North Korean Specialists “Rent” Foreign Identities to Work in Overseas Companies

North Korean IT specialists “rent” the identities of foreigners to work in foreign companies on their behalf, gathering data and earning money for the national budget.

This is stated in an investigation published by Fortune.

North Korea extensively uses its IT specialists to earn foreign currency abroad, working on popular job search platforms like LinkedIn, Fiverr, and Upwork. To work on such platforms or to be hired by a foreign company, a worker must go through a verification process, so North Korean engineers often involve foreign accomplices as fake employees.
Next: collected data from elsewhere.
PR #1054, opened 2017-02-25
Fix some issues from SensioLabsInsight

pluseg:
| Q             | A
| ------------- | ---
| Bug fix?      | No
| New feature?  | No
| BC breaks?    | No
| Deprecations? | No
| Fixed tickets | N/A

It's about refactoring.

### DIFF
--- a/src/Util/Reporter.php
+++ b/src/Util/Reporter.php
@@ -14,40 +14,47 @@ class Reporter
     /**
      * @param array $stats
      */
-    public static function report($stats)
+    public static function report(array $stats)
     {
-        $send = function () use ($stats) {
-            if (extension_loaded('curl')) {
-                $body = json_encode($stats, JSON_PRETTY_PRINT);
-                $ch = curl_init(self::ENDPOINT);
-                curl_setopt($ch, CURLOPT_HTTPHEADER, [
-                    'Content-Type: application/json',
-                    'Content-Length: ' . strlen($body)
-                ]);
-                curl_setopt($ch, CURLOPT_CUSTOMREQUEST, 'GET');
-                curl_setopt($ch, CURLOPT_POSTFIELDS, $body);
-                curl_setopt($ch, CURLOPT_RETURNTRANSFER, true);
-                curl_setopt($ch, CURLOPT_FOLLOWLOCATION, true);
-                curl_setopt($ch, CURLOPT_MAXREDIRS, 10);
-                curl_setopt($ch, CURLOPT_CONNECTTIMEOUT, 5);
-                curl_setopt($ch, CURLOPT_TIMEOUT, 5);
-                curl_exec($ch);
-            } else {
-                file_get_contents(self::ENDPOINT . '?' . http_build_query($stats));
-            }
-        };
-
-
+        $pid = null;
         if (extension_loaded('pcntl')) {
             declare(ticks = 1);
             $pid = pcntl_fork();
-            if ($pid === 0) {
-                posix_setsid();
-                $send();
-                exit(0);
-            }
+        }
+
+        if (is_null($pid) || $pid === -1) {
+            // Fork fails or there is no `pcntl` extension.
+            self::send($stats);
+        } elseif ($pid === 0) {
+            // Child process.
+            self::send($stats);
+            // Close child process after doing job.
+            exit(0);
+        }
+    }
+
+    /**
+     * @param array $stats
+     */
+    private static function send(array $stats)
+    {
+        if (extension_loaded('curl')) {
+            $body = json_encode($stats, JSON_PRETTY_PRINT);
+            $ch = curl_init(self::ENDPOINT);
+            curl_setopt($ch, CURLOPT_HTTPHEADER, [
+                'Content-Type: application/json',
+                'Content-Length: ' . strlen($body)
+            ]);
+            curl_setopt($ch, CURLOPT_CUSTOMREQUEST, 'GET');
+            curl_setopt($ch, CURLOPT_POSTFIELDS, $body);
+            curl_setopt($ch, CURLOPT_RETURNTRANSFER, true);
+            curl_setopt($ch, CURLOPT_FOLLOWLOCATION, true);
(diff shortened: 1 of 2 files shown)


src/Util/Reporter.php
```diff
@@ -14,40 +14,47 @@ class Reporter
...
-                curl_setopt($ch, CURLOPT_RETURNTRANSFER, true);
-                curl_setopt($ch, CURLOPT_FOLLOWLOCATION, true);
-                curl_setopt($ch, CURLOPT_MAXREDIRS, 10);
-                curl_setopt($ch, CURLOPT_CONNECTTIMEOUT, 5);
-                curl_setopt($ch, CURLOPT_TIMEOUT, 5);
-                curl_exec($ch);
-            } else {
-                file_get_contents(self::ENDPOINT . '?' . http_build_query($stats));
-            }
-        };
```
pluseg: Extracted in separate method.

src/Util/Reporter.php
```diff
@@ -14,40 +14,47 @@ class Reporter
...
-
-
+        $pid = null;
         if (extension_loaded('pcntl')) {
             declare(ticks = 1);
             $pid = pcntl_fork();
-            if ($pid === 0) {
-                posix_setsid();
```
pluseg: @elfet Do we really need to use `posix_setsid()` here?

src/Util/Reporter.php
```diff
@@ -14,40 +14,47 @@ class Reporter
...
+
+        if (is_null($pid) || $pid === -1) {
+            // Fork fails or there is no `pcntl` extension.
+            self::send($stats);
+        } elseif ($pid === 0) {
+            // Child process.
+            self::send($stats);
+            // Close child process after doing job.
+            exit(0);
+        }
```
pluseg: Tried to decrease complexity code here.

src/Util/Reporter.php
elfet: > posix_setsid — Make the current process a session leader

It's needed to create fully separate fork. That way main process can finish successfuly, while sending stats in background.

src/Util/Reporter.php
```diff
@@ -14,40 +14,47 @@ class Reporter
...
             declare(ticks = 1);
             $pid = pcntl_fork();
-            if ($pid === 0) {
-                posix_setsid();
-                $send();
-                exit(0);
-            }
+        }
+
+        if (is_null($pid) || $pid === -1) {
```
pluseg: Null returns if there is no pcntl extension in the system.

src/Util/Reporter.php
pluseg: I've tested it and all works fine without setsid. Moreover as I understand if a leader process finishes then it closes all children. I guess that main process will run longer than child will send stats.

src/Util/Reporter.php
elfet: > Fatal error: Uncaught Error: Call to undefined function pcntl_fork() in

src/Util/Reporter.php
elfet: I will be working, but main process will be waiting to child. Creating another session allow to finish current process successfully and send stats in background.

src/Util/Reporter.php
pluseg: @elfet did you ran simple test `php -r "echo pcntl_fork();"` or execute my code? It seems that's impossible in my code as there is a check `extension_loaded('pcntl')`.
```
$pid = null;
if (extension_loaded('pcntl')) {
    ...
    $pid = pcntl_fork();
```
So if the extension is off then `$pid = null;`.

elfet: I see. Sorry, mislead code flow. But `posix_setsid()` still required. You can check this by `time dep task`

src/Util/Reporter.php
pluseg: @elfet 
> posix_setsid — Make the current process a session leader.
So a child process becomes a parent.

My test script:
```
<?php

$pid = null;
if (extension_loaded('pcntl')) {
    declare(ticks = 1);
    $pid = pcntl_fork();
}

if (is_null($pid) || $pid === -1) {
    print_r('Parent');
} elseif ($pid === 0) {
    sleep(10);
    file_put_contents('test.txt', 'Child');
    exit(0);
}

print_r('Final!');
```
What I see is fast printing "Final!" (without "Parent") and finishing script. In 10 seconds `test.txt` file appears with "Child!" content.

elfet: This is correct. Final mast go faster, no parent. Child in bg.

pluseg: @elfet So there is no need to promote child process with sending stats to session leader by calling`posix_setsid()`, right? The main process forks child for sending stats in background and goes further to "Final!" part without waiting a sending result. It seems correct way.

elfet: Yes, but if you write something like this file exec.php:
```php
<?php

exec('php test.php');
```
and then start and kill this process, test.txt will not be created, but with posix_setsid() will be.

I don't see and issues with creating separate session for sending data. What cons of that?

pluseg: Hmm, I'll test parent process killing case in the evening.

elfet: I think creating new session haven't any down cases, but implicitly says what going on.

pluseg: @elfet I guess that in case when sending stats fails with an exception it will close main process. BTW ideologically the leader process is one which executes deployer tasks not sends anonymous stats.

elfet: That is true. But sending stats in separate sid is okay.

pluseg: @elfet it's strange but `php.net` says that it promote one of process to leader and `man setsid` says that it creates totally new session and process group. Btw I returned `posix_setsid()` (see below https://github.com/deployphp/deployer/pull/1054/files#diff-aeff3570ce4587c4c14fc640f7a8a412R30)

elfet: Ok, thanks.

Cybersecurity specialist Aidan Raine posed as such an accomplice, agreeing to collaborate with North Korean workers to uncover the details of a scheme that, according to the U.S. government, brought North Korea hundreds of millions of dollars.

A Team Under One Identity

The plan was for North Korean partners to carry out most of the technical work using remote access tools, while Aidan would handle the public-facing part — attending meetings and negotiations where direct communication with the employer was required.

North Korean workers created a fake LinkedIn profile for their foreign accomplice and submitted job applications. They altered Aidan’s photo in such a way that it appeared different from other images of him online.

The persona was created by an experienced geographic information systems (GIS) developer. His work portfolio included, among other things, the successful development of an emergency services app that tracks the location of ambulances.

About four North Korean specialists, who communicated with Aidan under a single identity named “Ben,” were supposed to receive 70% of their salary in the form of cryptocurrency transfers or through PayPal or Payoneer.

“They are essentially doing all the work,” said Aidan Raine. “They tried to use my real identity to bypass the verification process; they wanted it to be very close to my actual identity.”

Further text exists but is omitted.